Description of the task: Read the records beneath this task and copy every line that contains the string "which".

BEGIN Provided information

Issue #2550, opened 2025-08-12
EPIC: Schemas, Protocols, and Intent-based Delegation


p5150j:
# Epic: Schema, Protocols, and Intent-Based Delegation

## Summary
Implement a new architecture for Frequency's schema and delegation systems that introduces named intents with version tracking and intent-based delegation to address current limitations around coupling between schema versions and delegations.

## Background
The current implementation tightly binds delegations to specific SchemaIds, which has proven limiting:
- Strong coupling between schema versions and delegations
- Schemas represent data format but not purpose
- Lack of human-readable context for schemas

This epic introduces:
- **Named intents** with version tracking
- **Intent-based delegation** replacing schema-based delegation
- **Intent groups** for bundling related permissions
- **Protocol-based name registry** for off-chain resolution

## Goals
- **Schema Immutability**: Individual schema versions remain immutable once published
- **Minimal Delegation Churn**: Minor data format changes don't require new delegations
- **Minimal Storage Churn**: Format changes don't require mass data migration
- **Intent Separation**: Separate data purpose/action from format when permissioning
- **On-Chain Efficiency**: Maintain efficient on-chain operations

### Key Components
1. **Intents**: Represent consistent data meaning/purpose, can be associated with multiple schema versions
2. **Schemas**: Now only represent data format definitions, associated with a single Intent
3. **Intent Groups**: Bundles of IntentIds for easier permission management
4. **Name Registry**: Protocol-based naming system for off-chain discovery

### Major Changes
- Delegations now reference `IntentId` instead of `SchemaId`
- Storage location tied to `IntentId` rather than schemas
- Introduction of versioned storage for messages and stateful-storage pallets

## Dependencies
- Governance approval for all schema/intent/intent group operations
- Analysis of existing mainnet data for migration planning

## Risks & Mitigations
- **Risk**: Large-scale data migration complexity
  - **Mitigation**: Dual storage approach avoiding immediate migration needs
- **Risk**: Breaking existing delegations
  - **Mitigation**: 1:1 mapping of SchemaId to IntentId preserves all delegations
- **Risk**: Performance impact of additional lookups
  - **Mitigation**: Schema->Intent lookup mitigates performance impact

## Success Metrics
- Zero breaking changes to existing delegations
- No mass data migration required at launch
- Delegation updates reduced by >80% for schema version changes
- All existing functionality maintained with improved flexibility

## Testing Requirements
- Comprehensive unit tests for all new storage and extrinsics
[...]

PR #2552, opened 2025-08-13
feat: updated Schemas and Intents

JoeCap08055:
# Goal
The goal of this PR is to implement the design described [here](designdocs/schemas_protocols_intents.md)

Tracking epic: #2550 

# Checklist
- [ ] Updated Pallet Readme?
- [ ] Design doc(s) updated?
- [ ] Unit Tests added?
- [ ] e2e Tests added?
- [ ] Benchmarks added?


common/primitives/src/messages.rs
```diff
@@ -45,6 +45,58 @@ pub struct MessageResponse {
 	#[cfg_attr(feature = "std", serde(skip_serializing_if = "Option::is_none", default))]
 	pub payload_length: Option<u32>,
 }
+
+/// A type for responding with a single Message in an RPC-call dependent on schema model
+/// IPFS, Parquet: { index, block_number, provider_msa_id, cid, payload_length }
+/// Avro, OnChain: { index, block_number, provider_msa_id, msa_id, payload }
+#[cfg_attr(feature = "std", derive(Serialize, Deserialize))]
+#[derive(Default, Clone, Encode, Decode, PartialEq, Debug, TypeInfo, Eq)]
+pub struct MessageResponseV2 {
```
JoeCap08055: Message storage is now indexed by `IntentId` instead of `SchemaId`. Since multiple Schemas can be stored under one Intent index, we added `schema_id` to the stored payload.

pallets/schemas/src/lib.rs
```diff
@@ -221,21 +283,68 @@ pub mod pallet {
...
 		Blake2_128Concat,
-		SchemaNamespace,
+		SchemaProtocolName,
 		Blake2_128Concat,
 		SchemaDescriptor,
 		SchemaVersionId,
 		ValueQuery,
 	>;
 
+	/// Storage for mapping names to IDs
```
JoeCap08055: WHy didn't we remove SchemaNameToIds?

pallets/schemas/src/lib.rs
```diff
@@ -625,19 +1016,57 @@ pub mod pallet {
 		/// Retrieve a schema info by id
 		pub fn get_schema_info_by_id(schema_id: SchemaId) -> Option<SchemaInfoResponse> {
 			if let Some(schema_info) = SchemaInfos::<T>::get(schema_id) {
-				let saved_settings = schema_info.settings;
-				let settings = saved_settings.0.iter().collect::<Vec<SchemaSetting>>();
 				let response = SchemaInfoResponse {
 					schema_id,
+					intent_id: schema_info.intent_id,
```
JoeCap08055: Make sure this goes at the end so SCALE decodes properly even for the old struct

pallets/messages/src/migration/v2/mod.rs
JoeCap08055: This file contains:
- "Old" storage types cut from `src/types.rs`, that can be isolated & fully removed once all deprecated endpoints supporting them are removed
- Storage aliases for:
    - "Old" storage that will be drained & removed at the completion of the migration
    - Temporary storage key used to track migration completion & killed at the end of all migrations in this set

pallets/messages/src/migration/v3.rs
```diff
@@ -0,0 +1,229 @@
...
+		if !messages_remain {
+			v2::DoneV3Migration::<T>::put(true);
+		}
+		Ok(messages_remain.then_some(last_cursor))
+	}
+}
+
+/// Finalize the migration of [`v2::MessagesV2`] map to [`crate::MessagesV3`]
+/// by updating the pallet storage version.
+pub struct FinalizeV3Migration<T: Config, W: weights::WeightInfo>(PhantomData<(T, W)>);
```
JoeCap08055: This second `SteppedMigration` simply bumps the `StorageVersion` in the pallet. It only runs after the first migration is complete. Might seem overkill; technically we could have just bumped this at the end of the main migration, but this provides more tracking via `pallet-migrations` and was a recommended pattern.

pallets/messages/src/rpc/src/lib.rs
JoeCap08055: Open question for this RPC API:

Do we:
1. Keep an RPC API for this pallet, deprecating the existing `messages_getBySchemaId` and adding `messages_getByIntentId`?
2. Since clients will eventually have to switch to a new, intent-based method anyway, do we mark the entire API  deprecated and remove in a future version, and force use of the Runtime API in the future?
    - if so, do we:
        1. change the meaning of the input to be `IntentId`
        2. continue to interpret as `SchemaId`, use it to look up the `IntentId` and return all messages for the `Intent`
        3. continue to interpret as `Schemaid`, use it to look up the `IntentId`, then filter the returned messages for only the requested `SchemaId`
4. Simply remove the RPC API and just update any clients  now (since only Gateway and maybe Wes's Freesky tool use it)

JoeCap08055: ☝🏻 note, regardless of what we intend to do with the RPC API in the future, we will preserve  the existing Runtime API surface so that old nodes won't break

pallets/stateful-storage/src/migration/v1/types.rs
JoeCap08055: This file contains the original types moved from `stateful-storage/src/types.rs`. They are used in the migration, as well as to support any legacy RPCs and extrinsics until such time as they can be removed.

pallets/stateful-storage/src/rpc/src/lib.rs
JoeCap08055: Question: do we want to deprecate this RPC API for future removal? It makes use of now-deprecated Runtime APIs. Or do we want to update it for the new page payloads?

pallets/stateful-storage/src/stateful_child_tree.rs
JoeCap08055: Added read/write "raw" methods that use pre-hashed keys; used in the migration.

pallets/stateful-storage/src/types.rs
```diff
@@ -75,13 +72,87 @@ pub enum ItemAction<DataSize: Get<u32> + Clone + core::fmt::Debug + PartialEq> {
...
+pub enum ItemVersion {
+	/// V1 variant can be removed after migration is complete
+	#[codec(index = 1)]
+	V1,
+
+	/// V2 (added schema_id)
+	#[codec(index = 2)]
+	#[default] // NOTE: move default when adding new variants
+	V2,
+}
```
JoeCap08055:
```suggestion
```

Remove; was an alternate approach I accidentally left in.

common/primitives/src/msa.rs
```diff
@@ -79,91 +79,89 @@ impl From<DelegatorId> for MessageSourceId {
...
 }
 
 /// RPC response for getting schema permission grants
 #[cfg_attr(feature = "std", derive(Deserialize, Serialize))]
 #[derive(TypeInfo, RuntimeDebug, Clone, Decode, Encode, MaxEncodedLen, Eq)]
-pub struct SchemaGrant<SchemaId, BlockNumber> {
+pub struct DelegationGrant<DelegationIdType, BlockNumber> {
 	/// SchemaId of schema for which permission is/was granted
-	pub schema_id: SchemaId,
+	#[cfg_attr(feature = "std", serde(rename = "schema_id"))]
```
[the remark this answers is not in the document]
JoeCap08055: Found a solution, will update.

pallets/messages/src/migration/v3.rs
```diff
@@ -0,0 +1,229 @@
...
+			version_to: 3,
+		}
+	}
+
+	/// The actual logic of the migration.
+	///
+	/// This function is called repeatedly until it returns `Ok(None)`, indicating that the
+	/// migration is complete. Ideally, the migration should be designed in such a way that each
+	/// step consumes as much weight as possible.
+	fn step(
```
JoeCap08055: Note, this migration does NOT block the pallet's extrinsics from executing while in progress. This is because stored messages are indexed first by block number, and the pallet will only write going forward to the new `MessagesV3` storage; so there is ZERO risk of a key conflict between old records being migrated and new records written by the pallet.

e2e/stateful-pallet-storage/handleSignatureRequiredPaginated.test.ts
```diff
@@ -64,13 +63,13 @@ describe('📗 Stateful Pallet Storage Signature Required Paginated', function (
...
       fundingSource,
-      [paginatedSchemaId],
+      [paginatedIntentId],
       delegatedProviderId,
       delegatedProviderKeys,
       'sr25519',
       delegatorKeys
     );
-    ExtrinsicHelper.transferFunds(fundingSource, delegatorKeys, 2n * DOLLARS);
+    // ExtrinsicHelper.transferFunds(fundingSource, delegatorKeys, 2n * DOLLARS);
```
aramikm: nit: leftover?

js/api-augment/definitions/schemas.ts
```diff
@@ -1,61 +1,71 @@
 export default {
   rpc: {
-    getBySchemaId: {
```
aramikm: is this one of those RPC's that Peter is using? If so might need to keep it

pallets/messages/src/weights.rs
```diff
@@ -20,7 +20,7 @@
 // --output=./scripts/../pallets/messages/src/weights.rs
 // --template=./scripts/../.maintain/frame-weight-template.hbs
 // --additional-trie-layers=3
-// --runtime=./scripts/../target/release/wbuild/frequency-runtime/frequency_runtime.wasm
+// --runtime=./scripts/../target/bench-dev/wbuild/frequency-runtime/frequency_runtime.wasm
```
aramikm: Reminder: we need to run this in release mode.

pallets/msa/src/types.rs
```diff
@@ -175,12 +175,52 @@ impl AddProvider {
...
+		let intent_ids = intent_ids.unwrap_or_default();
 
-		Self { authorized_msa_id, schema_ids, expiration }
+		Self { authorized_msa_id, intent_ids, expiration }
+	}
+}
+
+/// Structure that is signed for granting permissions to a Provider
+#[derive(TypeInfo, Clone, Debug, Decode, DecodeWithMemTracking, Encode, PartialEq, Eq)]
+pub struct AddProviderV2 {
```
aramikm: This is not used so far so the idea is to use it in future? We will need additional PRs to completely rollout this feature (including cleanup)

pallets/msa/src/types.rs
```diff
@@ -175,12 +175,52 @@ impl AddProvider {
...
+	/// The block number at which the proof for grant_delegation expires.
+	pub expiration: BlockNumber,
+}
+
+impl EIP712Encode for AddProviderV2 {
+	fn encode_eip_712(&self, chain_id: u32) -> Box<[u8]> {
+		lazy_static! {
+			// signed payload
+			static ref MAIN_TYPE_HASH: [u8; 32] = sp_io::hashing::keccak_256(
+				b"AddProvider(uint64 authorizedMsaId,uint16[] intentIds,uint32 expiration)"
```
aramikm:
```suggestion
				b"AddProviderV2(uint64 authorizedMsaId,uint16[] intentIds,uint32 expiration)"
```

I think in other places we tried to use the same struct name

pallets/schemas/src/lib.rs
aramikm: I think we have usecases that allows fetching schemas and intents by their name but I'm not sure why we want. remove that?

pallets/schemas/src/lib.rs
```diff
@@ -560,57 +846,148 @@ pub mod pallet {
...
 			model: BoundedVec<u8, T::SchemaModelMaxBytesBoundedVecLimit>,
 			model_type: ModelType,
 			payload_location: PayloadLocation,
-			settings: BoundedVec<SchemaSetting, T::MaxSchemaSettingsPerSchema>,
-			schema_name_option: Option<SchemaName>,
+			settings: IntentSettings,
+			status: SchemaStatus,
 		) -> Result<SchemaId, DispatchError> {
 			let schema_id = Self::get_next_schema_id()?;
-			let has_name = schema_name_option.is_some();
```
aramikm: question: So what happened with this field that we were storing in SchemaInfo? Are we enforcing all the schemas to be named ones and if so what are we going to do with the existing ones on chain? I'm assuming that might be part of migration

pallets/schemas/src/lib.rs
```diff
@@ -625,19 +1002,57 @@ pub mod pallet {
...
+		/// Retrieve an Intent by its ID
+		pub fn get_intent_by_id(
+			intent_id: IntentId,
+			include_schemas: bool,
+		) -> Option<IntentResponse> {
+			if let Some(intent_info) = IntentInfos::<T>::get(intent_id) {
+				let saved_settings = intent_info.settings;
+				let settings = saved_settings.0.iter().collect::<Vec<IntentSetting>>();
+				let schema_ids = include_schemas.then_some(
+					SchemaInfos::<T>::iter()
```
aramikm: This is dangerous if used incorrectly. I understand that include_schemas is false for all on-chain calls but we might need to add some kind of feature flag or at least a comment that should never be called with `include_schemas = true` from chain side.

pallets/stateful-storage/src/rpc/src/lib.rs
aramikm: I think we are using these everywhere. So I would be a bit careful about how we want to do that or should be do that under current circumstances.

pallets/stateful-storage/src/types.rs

END Provided information

Reply:
The current implementation tightly binds delegations to specific SchemaIds, which has proven limiting:
 	/// SchemaId of schema for which permission is/was granted
+	/// The block number at which the proof for grant_delegation expires.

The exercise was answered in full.